How to complete this task: Using the entries that follow, report how many lines contain the word "Instead". Only the number is wanted.

Data extracts:
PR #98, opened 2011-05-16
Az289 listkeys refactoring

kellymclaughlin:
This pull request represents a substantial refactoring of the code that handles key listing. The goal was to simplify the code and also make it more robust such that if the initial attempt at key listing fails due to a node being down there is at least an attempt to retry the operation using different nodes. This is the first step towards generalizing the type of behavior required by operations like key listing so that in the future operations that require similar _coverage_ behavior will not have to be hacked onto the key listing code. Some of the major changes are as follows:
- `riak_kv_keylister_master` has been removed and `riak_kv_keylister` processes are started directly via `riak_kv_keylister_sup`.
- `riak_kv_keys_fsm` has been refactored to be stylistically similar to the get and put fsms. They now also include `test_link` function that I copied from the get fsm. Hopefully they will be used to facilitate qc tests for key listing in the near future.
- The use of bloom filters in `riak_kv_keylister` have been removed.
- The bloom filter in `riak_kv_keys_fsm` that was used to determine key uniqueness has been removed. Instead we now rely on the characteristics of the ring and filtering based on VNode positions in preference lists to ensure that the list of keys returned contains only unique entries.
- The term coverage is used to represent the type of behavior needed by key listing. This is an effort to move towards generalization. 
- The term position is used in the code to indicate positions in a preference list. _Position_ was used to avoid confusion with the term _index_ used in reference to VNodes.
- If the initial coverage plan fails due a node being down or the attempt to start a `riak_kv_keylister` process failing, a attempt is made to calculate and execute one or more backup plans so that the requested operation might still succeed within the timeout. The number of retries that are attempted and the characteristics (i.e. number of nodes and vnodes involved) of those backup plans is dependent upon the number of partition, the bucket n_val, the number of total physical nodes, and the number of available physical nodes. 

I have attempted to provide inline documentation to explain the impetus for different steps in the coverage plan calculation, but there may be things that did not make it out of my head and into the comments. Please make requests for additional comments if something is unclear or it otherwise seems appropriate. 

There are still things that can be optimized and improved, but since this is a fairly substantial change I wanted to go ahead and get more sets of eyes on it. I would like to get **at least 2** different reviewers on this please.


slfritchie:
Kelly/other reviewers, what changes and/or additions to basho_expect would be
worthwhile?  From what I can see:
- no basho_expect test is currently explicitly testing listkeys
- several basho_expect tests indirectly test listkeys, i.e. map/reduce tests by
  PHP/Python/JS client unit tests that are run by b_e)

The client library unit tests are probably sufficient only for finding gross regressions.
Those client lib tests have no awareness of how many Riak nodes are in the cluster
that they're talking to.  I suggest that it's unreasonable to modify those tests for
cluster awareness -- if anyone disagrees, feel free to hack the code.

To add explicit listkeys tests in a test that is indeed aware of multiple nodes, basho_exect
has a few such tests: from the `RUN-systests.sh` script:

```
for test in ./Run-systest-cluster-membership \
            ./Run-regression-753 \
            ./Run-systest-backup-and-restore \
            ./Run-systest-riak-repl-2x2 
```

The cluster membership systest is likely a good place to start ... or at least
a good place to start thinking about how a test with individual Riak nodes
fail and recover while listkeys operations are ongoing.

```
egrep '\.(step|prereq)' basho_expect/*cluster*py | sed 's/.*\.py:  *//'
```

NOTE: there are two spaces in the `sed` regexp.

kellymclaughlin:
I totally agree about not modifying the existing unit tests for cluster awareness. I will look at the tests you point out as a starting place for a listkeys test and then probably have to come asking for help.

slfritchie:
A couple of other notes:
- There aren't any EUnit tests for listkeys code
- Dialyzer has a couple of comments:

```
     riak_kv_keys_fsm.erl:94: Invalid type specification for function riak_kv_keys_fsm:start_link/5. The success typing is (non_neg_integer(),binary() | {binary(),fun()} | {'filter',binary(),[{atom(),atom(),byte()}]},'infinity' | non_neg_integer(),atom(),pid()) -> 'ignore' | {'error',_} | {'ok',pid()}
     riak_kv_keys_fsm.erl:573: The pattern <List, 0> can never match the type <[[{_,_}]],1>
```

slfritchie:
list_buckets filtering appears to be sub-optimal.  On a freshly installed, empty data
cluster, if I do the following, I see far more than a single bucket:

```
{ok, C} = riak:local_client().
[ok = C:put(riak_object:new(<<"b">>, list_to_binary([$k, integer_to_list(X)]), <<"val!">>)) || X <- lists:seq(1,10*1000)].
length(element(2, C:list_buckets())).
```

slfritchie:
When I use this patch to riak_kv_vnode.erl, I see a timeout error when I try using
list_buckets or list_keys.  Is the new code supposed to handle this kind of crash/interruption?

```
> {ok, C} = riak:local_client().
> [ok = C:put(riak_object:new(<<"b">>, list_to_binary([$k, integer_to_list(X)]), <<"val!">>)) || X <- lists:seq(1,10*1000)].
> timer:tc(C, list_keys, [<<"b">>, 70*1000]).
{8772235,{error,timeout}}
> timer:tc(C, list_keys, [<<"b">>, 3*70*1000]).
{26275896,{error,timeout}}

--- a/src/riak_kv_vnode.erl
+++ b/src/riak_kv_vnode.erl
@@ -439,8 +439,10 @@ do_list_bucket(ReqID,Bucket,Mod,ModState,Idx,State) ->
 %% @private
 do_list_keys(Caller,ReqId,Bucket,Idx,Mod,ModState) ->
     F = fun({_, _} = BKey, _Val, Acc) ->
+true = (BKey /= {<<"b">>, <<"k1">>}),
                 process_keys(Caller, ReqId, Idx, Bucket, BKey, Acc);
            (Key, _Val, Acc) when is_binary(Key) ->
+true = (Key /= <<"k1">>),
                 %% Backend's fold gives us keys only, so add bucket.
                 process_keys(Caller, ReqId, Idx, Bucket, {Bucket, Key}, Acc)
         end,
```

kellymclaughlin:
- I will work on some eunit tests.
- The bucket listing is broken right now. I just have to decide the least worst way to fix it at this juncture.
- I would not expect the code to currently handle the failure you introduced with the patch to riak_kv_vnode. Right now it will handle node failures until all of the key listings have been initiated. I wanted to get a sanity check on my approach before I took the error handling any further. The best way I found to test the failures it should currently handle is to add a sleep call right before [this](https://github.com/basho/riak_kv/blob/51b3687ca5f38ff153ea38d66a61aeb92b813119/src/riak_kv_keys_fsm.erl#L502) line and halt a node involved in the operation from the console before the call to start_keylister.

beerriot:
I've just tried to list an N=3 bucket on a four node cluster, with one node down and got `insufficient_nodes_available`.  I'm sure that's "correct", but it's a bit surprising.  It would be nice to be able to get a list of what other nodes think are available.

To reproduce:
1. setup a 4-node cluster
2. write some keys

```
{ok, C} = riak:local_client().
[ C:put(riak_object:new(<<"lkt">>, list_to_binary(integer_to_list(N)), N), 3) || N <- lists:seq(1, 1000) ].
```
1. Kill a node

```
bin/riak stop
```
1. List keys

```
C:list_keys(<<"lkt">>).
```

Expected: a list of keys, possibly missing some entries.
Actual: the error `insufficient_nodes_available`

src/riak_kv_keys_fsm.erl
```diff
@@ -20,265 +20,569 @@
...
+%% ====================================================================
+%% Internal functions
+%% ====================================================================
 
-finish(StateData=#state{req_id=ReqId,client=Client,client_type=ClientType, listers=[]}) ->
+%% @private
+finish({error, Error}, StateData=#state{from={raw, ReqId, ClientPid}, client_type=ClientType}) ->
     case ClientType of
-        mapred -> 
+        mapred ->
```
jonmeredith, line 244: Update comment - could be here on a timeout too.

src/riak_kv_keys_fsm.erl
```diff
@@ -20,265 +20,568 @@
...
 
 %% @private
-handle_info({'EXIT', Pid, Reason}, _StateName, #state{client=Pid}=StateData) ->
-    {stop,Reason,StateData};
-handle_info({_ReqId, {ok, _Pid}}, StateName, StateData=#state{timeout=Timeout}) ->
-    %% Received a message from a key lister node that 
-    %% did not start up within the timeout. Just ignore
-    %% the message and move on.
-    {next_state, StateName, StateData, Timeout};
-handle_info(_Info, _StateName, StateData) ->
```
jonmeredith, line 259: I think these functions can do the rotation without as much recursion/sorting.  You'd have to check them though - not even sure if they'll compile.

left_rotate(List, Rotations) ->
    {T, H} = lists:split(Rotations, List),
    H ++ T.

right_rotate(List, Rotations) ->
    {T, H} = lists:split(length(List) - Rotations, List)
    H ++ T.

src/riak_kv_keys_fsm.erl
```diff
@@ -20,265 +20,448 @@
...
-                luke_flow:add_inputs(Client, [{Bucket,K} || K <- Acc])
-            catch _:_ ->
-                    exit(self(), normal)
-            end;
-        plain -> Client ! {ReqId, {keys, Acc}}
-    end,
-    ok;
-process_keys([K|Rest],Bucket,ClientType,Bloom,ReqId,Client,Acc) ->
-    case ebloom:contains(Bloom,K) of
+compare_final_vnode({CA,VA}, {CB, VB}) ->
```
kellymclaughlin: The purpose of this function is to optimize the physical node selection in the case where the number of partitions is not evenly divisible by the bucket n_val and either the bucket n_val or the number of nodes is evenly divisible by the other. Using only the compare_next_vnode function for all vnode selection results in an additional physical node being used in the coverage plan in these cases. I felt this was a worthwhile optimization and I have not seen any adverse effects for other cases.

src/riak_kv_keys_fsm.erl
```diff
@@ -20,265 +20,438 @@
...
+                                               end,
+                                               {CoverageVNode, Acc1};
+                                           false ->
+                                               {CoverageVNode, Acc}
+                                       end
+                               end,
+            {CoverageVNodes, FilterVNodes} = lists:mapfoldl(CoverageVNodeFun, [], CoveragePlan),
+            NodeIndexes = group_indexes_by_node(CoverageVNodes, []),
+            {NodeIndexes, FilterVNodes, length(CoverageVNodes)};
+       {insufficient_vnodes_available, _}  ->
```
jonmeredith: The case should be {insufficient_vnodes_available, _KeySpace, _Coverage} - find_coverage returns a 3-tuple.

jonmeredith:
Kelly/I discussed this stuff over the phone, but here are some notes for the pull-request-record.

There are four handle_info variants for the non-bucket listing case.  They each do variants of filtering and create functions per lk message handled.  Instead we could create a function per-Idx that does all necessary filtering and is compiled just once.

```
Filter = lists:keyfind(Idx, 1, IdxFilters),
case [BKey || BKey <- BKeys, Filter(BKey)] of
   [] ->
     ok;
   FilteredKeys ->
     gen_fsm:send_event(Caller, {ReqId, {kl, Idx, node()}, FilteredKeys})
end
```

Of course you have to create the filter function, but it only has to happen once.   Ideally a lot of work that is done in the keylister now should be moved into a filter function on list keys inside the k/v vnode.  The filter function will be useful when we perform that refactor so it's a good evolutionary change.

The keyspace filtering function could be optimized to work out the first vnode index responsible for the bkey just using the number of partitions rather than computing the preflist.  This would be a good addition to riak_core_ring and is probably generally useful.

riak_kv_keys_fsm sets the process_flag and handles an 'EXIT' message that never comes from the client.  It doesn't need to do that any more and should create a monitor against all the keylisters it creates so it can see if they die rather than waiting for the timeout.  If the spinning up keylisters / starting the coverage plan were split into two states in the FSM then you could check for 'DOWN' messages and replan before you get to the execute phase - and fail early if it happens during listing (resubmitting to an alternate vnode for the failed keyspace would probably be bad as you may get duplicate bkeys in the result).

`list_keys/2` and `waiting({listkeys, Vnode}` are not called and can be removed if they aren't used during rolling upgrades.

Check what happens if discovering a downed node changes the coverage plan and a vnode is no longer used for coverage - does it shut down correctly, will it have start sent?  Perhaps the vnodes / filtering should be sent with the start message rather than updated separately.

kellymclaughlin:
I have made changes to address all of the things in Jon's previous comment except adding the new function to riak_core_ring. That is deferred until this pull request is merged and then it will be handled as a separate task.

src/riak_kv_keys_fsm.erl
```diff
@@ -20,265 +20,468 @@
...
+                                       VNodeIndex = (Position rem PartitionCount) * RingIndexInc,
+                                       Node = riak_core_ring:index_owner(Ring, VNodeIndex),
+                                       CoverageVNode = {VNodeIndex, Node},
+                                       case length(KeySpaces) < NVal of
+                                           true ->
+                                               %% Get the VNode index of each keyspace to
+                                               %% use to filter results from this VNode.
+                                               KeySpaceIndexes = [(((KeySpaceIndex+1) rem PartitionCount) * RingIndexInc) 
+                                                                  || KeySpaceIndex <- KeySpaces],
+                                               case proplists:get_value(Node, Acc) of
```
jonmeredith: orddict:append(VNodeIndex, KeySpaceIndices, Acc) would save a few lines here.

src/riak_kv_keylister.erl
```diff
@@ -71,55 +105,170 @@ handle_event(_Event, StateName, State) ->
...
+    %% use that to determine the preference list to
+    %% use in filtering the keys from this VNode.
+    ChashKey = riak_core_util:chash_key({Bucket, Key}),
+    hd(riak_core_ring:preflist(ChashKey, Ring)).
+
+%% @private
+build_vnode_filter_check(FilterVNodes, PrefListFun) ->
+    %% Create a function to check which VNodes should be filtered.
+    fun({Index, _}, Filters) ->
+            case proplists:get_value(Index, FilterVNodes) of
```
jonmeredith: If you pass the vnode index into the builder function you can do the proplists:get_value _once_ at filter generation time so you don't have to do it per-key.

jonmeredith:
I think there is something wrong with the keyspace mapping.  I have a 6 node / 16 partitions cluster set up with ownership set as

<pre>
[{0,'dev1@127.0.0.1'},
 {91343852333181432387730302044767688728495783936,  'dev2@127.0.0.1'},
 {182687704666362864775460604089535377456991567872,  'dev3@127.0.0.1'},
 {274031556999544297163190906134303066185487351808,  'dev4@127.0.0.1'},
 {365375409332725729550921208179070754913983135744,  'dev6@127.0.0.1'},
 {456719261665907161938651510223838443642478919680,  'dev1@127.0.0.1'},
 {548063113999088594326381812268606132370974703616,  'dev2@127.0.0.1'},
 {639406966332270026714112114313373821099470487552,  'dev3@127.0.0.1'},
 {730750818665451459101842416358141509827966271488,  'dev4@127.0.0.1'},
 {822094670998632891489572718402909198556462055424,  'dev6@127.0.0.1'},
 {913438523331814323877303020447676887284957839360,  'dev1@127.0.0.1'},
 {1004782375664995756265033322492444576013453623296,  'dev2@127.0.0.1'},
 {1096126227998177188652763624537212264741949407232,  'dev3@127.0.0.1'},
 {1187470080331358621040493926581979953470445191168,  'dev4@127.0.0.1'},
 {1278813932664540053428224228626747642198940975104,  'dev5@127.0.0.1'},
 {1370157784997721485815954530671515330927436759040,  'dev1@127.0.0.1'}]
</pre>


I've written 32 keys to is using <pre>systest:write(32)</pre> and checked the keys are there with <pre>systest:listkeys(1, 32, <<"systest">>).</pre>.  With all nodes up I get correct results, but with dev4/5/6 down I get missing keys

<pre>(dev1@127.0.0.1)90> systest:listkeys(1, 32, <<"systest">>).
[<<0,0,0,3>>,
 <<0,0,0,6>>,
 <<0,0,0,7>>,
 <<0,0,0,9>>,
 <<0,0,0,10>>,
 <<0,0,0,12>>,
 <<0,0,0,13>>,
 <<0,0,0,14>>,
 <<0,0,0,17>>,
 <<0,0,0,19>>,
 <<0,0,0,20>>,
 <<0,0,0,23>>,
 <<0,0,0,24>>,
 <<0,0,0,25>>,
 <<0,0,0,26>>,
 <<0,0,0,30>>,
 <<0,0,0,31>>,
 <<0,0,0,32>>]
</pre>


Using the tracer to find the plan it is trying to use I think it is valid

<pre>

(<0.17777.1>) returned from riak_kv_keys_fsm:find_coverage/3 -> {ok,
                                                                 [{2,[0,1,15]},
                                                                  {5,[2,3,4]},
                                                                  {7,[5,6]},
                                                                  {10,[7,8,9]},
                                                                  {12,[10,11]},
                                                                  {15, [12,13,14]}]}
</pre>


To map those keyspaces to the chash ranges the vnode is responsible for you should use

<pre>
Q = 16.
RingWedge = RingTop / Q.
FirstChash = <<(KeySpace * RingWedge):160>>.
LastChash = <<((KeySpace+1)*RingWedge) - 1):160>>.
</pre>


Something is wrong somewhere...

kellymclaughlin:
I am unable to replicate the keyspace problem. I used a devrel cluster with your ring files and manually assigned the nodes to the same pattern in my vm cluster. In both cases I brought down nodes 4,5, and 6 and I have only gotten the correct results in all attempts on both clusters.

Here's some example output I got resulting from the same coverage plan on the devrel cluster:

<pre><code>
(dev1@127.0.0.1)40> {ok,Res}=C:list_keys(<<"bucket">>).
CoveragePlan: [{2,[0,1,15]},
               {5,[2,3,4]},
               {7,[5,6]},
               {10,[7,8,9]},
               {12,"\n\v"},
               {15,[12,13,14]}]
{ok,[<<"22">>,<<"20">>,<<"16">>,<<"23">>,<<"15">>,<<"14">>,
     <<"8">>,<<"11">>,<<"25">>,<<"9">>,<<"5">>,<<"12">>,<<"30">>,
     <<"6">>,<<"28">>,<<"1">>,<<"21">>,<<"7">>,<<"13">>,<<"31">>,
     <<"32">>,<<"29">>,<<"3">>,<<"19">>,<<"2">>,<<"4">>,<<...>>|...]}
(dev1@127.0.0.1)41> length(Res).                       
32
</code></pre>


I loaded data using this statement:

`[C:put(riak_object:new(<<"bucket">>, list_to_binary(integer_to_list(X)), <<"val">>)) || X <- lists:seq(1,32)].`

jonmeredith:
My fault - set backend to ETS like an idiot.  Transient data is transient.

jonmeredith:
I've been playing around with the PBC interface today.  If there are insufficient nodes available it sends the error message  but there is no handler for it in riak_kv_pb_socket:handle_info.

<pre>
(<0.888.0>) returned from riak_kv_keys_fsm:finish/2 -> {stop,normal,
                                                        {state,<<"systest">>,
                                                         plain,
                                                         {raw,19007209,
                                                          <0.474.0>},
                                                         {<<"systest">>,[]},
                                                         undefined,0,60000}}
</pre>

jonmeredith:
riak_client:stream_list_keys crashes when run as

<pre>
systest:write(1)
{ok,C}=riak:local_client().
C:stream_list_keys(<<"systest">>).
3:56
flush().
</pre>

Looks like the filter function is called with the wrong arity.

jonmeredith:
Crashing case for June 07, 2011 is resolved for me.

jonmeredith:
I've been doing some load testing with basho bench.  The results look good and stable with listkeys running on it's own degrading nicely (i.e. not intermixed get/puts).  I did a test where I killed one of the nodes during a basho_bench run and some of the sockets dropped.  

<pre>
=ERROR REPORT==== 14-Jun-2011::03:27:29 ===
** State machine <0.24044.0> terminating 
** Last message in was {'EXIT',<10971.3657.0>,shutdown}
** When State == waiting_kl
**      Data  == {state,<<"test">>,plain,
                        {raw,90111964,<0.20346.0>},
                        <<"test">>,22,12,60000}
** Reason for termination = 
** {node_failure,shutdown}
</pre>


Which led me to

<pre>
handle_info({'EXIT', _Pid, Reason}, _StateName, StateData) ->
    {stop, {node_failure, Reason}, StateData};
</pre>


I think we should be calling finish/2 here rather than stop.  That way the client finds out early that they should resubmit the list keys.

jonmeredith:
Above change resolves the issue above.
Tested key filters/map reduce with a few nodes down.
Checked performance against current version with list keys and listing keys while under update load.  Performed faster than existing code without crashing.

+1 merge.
==
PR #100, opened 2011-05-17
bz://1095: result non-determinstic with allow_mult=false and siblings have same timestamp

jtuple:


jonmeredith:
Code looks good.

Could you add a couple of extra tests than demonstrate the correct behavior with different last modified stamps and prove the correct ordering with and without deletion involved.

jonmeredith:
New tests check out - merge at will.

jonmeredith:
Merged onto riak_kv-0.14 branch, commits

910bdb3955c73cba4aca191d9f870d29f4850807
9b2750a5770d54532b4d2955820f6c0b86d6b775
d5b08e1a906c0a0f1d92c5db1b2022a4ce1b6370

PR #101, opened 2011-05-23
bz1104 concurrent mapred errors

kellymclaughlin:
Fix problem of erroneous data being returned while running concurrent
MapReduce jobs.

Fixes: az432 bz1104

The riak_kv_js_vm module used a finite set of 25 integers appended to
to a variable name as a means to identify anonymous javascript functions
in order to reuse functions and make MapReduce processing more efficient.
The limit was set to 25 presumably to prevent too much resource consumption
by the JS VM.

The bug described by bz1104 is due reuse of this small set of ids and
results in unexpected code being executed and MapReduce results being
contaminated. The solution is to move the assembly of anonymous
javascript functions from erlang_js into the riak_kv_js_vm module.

Exercise result: 2